PR #2657, opened 2018-07-23
Immutable entries of mutable attributes of char. tables

ThomasBreuer:
Character tables use several mutable attributes whose values are
extendible lists:
`ComputedClassFusions`, `ComputedIndicators`, `ComputedPowerMaps`,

_Task description_
Scan the records above. Return every line with "attributes" in it.

_Reply to the task_
Immutable entries of mutable attributes of char. tables
Character tables use several mutable attributes whose values are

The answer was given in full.